::: DATASET EXCERPTS :::

PR #638, opened 2017-05-30
Moe sync

ronshapiro:


ronshapiro:
Both of the commits that were warned on by @googlebot were made by googlers.

PR #642, opened 2017-06-14
Moe sync

ronshapiro:


ronshapiro:
@googlebot both of those authors are done their internships and no longer at Google, but authored those commits while at the company

ronshapiro:
@cushon @eaftan these continue to fail - but maybe we should merge it anyway and fix-forward since a lot of commits are in here?

eaftan:
Sorry for the slow reply, @ronshapiro.  I'm going to disable the failing test, then we can push the update.

PR #302, opened 2026-05-26
feat(benchmark): add append/pk table benchmark

### LINKED ISSUE #100: [Feature] Add micro benchmarks for paimon c++.
### Search before asking

### Motivation

Add benchmarks for table reading and writing.

### Solution

Add benchmarks using google benchmark framework.

### Anything else?

_No response_

- [ ] I'm willing to submit a PR!

lucasfang:
### Purpose

Linked issue: close #100

- Add a Google Benchmark based performance suite covering:
  1. BM_Write (append table write)
  2. BM_Read (append table read with prefetch_parallel variants)
  3. BM_PK_Write (primary key table write)
  4. BM_MOR_Read (primary key MOR read with prefetch_parallel variants)

- Add a benchmark entrypoint and custom CLI parsing for:
  1. --paimon_source_parquet
  2. --paimon_source_table_path
  3. --paimon_pk_columns
  4. --paimon_option (repeatable)

- Add benchmark CLI behavior and validation improvements:
  1. Parse benchmark-specific CLI arguments without throwing exceptions
  2. Return paimon::Status / paimon::Result<T> for parse and setup failures
  3. Handle --help before benchmark-specific argument parsing
  4. Trim paimon_option key/value segments
  5. Configure file format through --paimon_option file.format:<format>

- Add benchmark helper utilities for:
  1. Validation and skip behavior for invalid configurations
  2. Shared read iteration execution
  3. Source table read mode (skip pre-write stage)
  4. Source parquet loading and cache reuse

- Build integration updates:
  1. Add PAIMON_BUILD_BENCHMARKS option (default OFF)
  2. Add benchmark subdirectory and benchmark target
  3. Add add_paimon_benchmark macro and benchmark labels
  4. Add benchmark dependency discovery via FindbenchmarkAlt
  5. Add PAIMON_BENCHMARK_BUILD_VERSION=1.9.1 in third_party versions

### Tests

UT:
1. CliOptionParsingTest.ConsumeCliOptionWorks
2. CliOptionParsingTest.ParseCsvColumnsWorks
3. CliOptionParsingTest.ParseCsvColumnsRejectsInvalidInput
4. CliOptionParsingTest.ParseDelimitedOptionsWorks
5. CliOptionParsingTest.ParseDelimitedOptionsRejectsInvalidInput
6. CliOptionParsingTest.ParseStringOptionArgWorksForEqualsAndSeparatedForms
7. CliOptionParsingTest.ParseStringOptionArgRejectsMissingValue
8. CliOptionParsingTest.ParseCsvOptionArgAndDelimitedRepeatableOptionArgWorks

Benchmark smoke:
1. BM_Write
2. BM_Read/1, BM_Read/2, BM_Read/4
3. BM_PK_Write
4. BM_MOR_Read/1, BM_MOR_Read/2, BM_MOR_Read/4

Build:
1. paimon-cli-option-parsing-test
2. paimon-read-write-benchmark

IT:
1. No new integration tests in this PR (benchmark and build integration scope)

### API and Format

- No change to public API under include.
- No storage format or protocol compatibility changes.
- Changes are limited to benchmark executable behavior, benchmark helpers, tests, documentation, and build wiring.

### Documentation

- Add benchmark usage documentation.
- Document source parquet mode, source table mode, primary key columns, prefetch_parallel variants, and paimon_option usage.
- Document file format override through --paimon_option file.format:<format>.

### Generative AI tooling


benchmark/CMakeLists.txt
```diff
@@ -0,0 +1,73 @@
...
+
+if(NOT PAIMON_BUILD_BENCHMARKS AND NOT PAIMON_BUILD_TESTS)
+    return()
+endif()
+
+find_package(Threads REQUIRED)
+
+set(PAIMON_BENCHMARK_STATIC_LINK_LIBS
+    paimon_shared
+    "-Wl,--whole-archive"
```
zjw1111: use variable such as `PAIMON_LOCAL_FILE_SYSTEM_SHARED_LINK_LIBS`

benchmark/CMakeLists.txt
```diff
@@ -0,0 +1,73 @@
...
+                         benchmark_case_pk_write.cpp
+                         benchmark_case_mor_read.cpp
+                         read_write_benchmark.cpp
+                         STATIC_LINK_LIBS
+                         arrow
+                         parquet
+                         ${PAIMON_BENCHMARK_STATIC_LINK_LIBS}
+                         Threads::Threads
+                         ${CMAKE_DL_LIBS}
+                         rt
```
zjw1111: why need `rt` here? maybe it's cannot found at MacOS

cmake_modules/ThirdpartyToolchain.cmake
```diff
@@ -1810,6 +1869,9 @@ if(PAIMON_ENABLE_ORC)
     resolve_dependency(Protobuf)
     resolve_dependency(ORC)
 endif()
+if(PAIMON_BUILD_BENCHMARKS)
+    resolve_dependency(Benchmark FIND_PACKAGE_NAME benchmark)
```
zjw1111: maybe dependency name can change from `Benchmark` to `benchmark`, then no need `FIND_PACKAGE_NAME benchmark`

zjw1111:
I found two issues in the current PR head:

- [P1] `benchmark/CMakeLists.txt` unconditionally links GNU ld flags and `rt` (`-Wl,--whole-archive`, `-Wl,--no-as-needed`, `-Wl,--as-needed`, `rt`). This makes `PAIMON_BUILD_BENCHMARKS=ON` fail on non-Linux/ELF toolchains such as macOS, where those linker flags and `librt` are not available. Please guard these flags/libraries by platform or linker capability.

- [P2] The PK/MOR benchmarks create tables with `bucket=4`, but `MakeRecordBatch()` always calls `SetBucket(0)`, so all benchmark data is written into bucket 0. `FileStoreWrite` only validates that the bucket is in range; it does not re-hash rows by primary key. As a result, the PK/MOR benchmark layout does not represent a normal multi-bucket PK table. Please either distribute rows to buckets by PK hash or make the PK benchmarks explicitly use `bucket=1`.

The earlier checksum, `URL_HASH`, temp-directory cleanup, and help-exit concerns appear to be fixed in the current head.

benchmark/benchmark_suite.cpp
```diff
@@ -0,0 +1,851 @@
...
+
+namespace paimon::benchmark {
+
+namespace {
+
+using DataBatches = std::vector<std::shared_ptr<arrow::StructArray>>;
+
+struct BenchmarkCliOptions {
+    std::string source_parquet;
+    std::string external_table_path;
```
lxy-9602: Could `source_parquet` be renamed to `source_data_file`? I’m wondering whether we intend to support only Parquet as the source format here.

benchmark/benchmark_suite.cpp
```diff
@@ -0,0 +1,851 @@
...
+        argv[write_idx++] = argv[i];
+    }
+
+    *argc = write_idx;
+    argv[write_idx] = nullptr;
+}
+
+bool HasHelpFlagImpl(int argc, char** argv) {
+    for (int i = 1; i < argc; ++i) {
+        const std::string arg(argv[i]);
```
lxy-9602: int -> int32_t

benchmark/benchmark_suite.cpp
```diff
@@ -0,0 +1,851 @@
...
+        << "Example:\n"
+        << "  paimon-read-write-benchmark --paimon_source_parquet /path/data.parquet \\\n"
+        << "      --paimon_file_format parquet --paimon_pk_columns=id \\\n"
+        << "      --paimon_option \"read.batch-size:8192;bucket:4\" --benchmark_filter=BM_Read\n"
+        << std::endl;
+}
+
+struct BenchmarkWorkspace {
+    explicit BenchmarkWorkspace(const std::string& prefix) {
+        std::error_code ec;
```
lxy-9602: Can we use `UniqueTestDirectory`?

benchmark/benchmark_suite.cpp
```diff
@@ -0,0 +1,851 @@
...
+    }
+    return {"", ""};
+}
+
+int64_t GetParquetSourceBatchMaxRows() {
+    const char* value = std::getenv("PAIMON_BENCHMARK_SOURCE_BATCH_MAX_ROWS");
+    if (value == nullptr || std::strlen(value) == 0) {
+        return 4096;
+    }
+
```
lxy-9602, line 260: Consider remove env.

benchmark/benchmark_suite.cpp
```diff
@@ -0,0 +1,851 @@
...
+                                     read_batch_status.ToString());
+        }
+        if (record_batch == nullptr) {
+            break;
+        }
+        if (record_batch->num_rows() <= 0) {
+            continue;
+        }
+        batches.push_back(BuildStructArrayFromRecordBatch(record_batch));
+        total_rows += record_batch->num_rows();
```
lxy-9602: Is all the data kept in memory before being written to Paimon? If so, this could lead to noticeable memory growth. It may also introduce significant memory access overhead during writing, which does not seem very consistent with the actual usage pattern.

benchmark/benchmark_suite.cpp
```diff
@@ -0,0 +1,851 @@
...
+
+    paimon::ReadContextBuilder read_builder(table_path);
+    constexpr int32_t kPrefetchBatchCount = 600;
+    read_builder.SetOptions(options)
+        .EnablePrefetch(true)
+        .SetPrefetchBatchCount(kPrefetchBatchCount)
+        .SetPrefetchMaxParallelNum(prefetch_parallel_num)
+        .EnableMultiThreadRowToBatch(false)
+        .SetRowToBatchThreadNumber(1);
+    auto read_ctx = ValueOrThrow(read_builder.Finish(), "create read context");
```
lxy-9602: It would be better to make `SetRowToBatchThreadNumber` configurable, since in production it is usually set to 3 rather than 1.

benchmark/cli_option_parsing.h
```diff
@@ -0,0 +1,171 @@
...
+    }
+    *value_out = argv[++(*i)];
+    return true;
+}
+
+inline bool ParseCsvOptionArg(int* i, int argc, char** argv, const std::string& arg,
+                              const std::string& option_name,
+                              std::vector<std::string>* columns_out) {
+    std::string parsed_value;
+    if (ConsumeCliOption(arg, option_name, &parsed_value)) {
```
lxy-9602, line 135: Let’s keep output parameters consistently at the end and int->int32_t

benchmark/cli_option_parsing_test.cpp
```diff
@@ -0,0 +1,141 @@
...
+    }
+
+    int argc() const {
+        return static_cast<int>(argv.size());
+    }
+};
+
+TEST(CliOptionParsingTest, ConsumeCliOptionWorks) {
+    std::string value;
+    EXPECT_TRUE(paimon::benchmark::ConsumeCliOption("--foo=bar", "--foo", &value));
```
lxy-9602: Please prefer ASSERT* rather than EXPECT*

benchmark/cli_option_parsing_test.cpp
```diff
@@ -0,0 +1,141 @@
...
+    EXPECT_EQ(value, "bar");
+
+    value.clear();
+    EXPECT_FALSE(paimon::benchmark::ConsumeCliOption("--foo", "--foo", &value));
+}
+
+TEST(CliOptionParsingTest, ParseCsvColumnsWorks) {
+    const auto parsed = paimon::benchmark::ParseCsvColumns("id, name\tage", "--cols");
```
lxy-9602: Why do we need to use CSV format here? If this is only for separation, would using , as the delimiter be sufficient?

CMakeLists.txt
```diff
@@ -472,3 +489,4 @@ add_subdirectory(src/paimon/global_index/lucene)
 add_subdirectory(src/paimon/testing/mock)
 add_subdirectory(src/paimon/testing/utils)
 add_subdirectory(test/inte)
+add_subdirectory(benchmark)
```
lxy-9602: Please also add a `.rst` for usage.

benchmark/benchmark_suite.cpp
lucasfang: We can add support for the ORC format later if needed. For now,  I think we can keep it simpler.

benchmark/benchmark_suite.cpp
```diff
@@ -0,0 +1,863 @@
...
+        if (record_batch == nullptr) {
+            break;
+        }
+        if (record_batch->num_rows() <= 0) {
+            continue;
+        }
+
+        auto struct_array = BuildStructArrayFromRecordBatch(record_batch);
+        PAIMON_ASSIGN_OR_RAISE(auto batch, MakeRecordBatch(struct_array));
+        PAIMON_RETURN_NOT_OK(AddContext(writer->Write(std::move(batch)), "write batch"));
```
lxy-9602, line 420: Please rm auto in `PAIMON_ASSIGN_OR_RAISE`.

lxy-9602 (approved):
+1

PR #306, opened 2026-05-26
fix(build): make package config relocatable

zjw1111:
### Purpose

Linked issue: none

Fix the generated CMake package config so downstream `find_package(Paimon)` uses
relocatable installed targets instead of hard-coded install-time library paths.

The previous `PaimonConfig.cmake.in` manually declared static/shared imported
targets with `@CMAKE_INSTALL_PREFIX@`, `@CMAKE_INSTALL_LIBDIR@`, and
Linux-specific library filenames. This could expose targets for artifacts that
were not installed by the selected build options, and it could resolve to stale
paths after relocation.

This PR switches the package config to `@PACKAGE_INIT@` and an installed
`PaimonTargets.cmake` export set. The exported target set is populated only by
the targets actually installed through `add_paimon_lib()`.

It also updates the examples CMake file and build-system documentation to link
against exported package targets such as `Arrow::arrow_shared` and
`Paimon::paimon_shared`, instead of relying on global include directories or
unqualified target names.

Finally, it hardens `ci/scripts/build_paimon.sh` by quoting path expansions and
using `mkdir -p` for the build directory.

### Tests

- `git diff --cached --check`
- `git diff --check`
- `git diff --check HEAD~1..HEAD`
- `bash -n ci/scripts/build_paimon.sh`
- `cmake-format --check CMakeLists.txt cmake_modules/BuildUtils.cmake PaimonConfig.cmake.in`
- `cmake-format --check examples/CMakeLists.txt`
- `cmake -S . -B /tmp/paimon-cpp-package-config-check -DPAIMON_BUILD_TESTS=OFF`

### API and Format

No public API or storage format changes.

### Documentation

Updates `docs/source/build_system.rst` to use exported CMake package targets.

### Generative AI tooling

Generated-by: OpenAI Codex


lucasfang (dismissed):
+1

lucasfang (approved):

PR #307, opened 2026-05-27
fix: add ScopeGuard to wait async tasks before early return in OrphanFilesCleanerImpl::Clean()

zjw1111:
### Purpose

Linked issue: N/A

Fix intermittent segmentation fault in `OrphanFilesCleanerImpl::Clean()`. When `GetUsedFiles()` returns an early error (e.g. "do not support clean index manifest"), the function returns immediately while thread pool tasks submitted via `Via(executor_.get(), ...)` are still running. These tasks capture `this` and access members like `fs_`, causing use-after-free when the `OrphanFilesCleanerImpl` object is destroyed shortly after.

Changes:
1. Added a `ScopeGuard` in `Clean()` that calls `CollectAll(file_statuses_futures)` to ensure all submitted async tasks complete before the function returns on early error exit.
2. Added `future.valid()` check in `CollectAll()` (in `future.h`) to safely skip already-consumed futures, so the guard is a no-op on the normal path where `CollectAll` is explicitly called later. This is consistent with the existing `Wait()` function which already has the same `valid()` check.
3. Added a TODO comment in `Via()` noting that the exception capture logic will be removed in the future since paimon-cpp uses Status/Result for error handling throughout.

### Tests

Existing test `OrphanFilesCleanerTest.TestTableWithIndexManifest` covers this path — it was the one experiencing the intermittent segfault.

### API and Format

No.

### Documentation

No.

### Generative AI tooling

Generated-by: Aone Copilot (Claude 4.6 Opus)

### DIFF
--- a/src/paimon/common/executor/future.h
+++ b/src/paimon/common/executor/future.h
@@ -99,7 +99,7 @@ std::vector<T> CollectAll(std::vector<std::future<T>>& futures) {
     std::vector<T> results;
     results.reserve(futures.size());  // Reserve space to avoid reallocation.
     for (auto& future : futures) {
-        results.push_back(future.get());
+        results.push_back(future.get());  // Wait for each future and collect the result.
     }
 
     return results;
--- a/src/paimon/common/executor/future.h
+++ b/src/paimon/common/executor/future.h
@@ -45,6 +45,9 @@ namespace paimon {
 /// execution.
 ///
 /// @note If `func` returns `void`, the returned future is of type `std::future<void>`.
+///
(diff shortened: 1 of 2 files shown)


lxy-9602 (commented):
+1

zjw1111:
@Eyizoha, the exception handling logic (`try/catch + set_exception`) in `Via()` is a legacy pattern. Since paimon-cpp consistently uses `Status`/`Result` for error handling, we plan to remove this exception capture logic from `Via()` in the future. Another reason for this is that calling functions that may throw exceptions inside `ScopeGuard` can result in unexpected crashes.

lucasfang (approved):
+1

:::

WHAT TO DO
Return each line of the data that contains the string "results".

SOLUTION
     std::vector<T> results;
     results.reserve(futures.size());  // Reserve space to avoid reallocation.
-        results.push_back(future.get());
+        results.push_back(future.get());  // Wait for each future and collect the result.
     return results;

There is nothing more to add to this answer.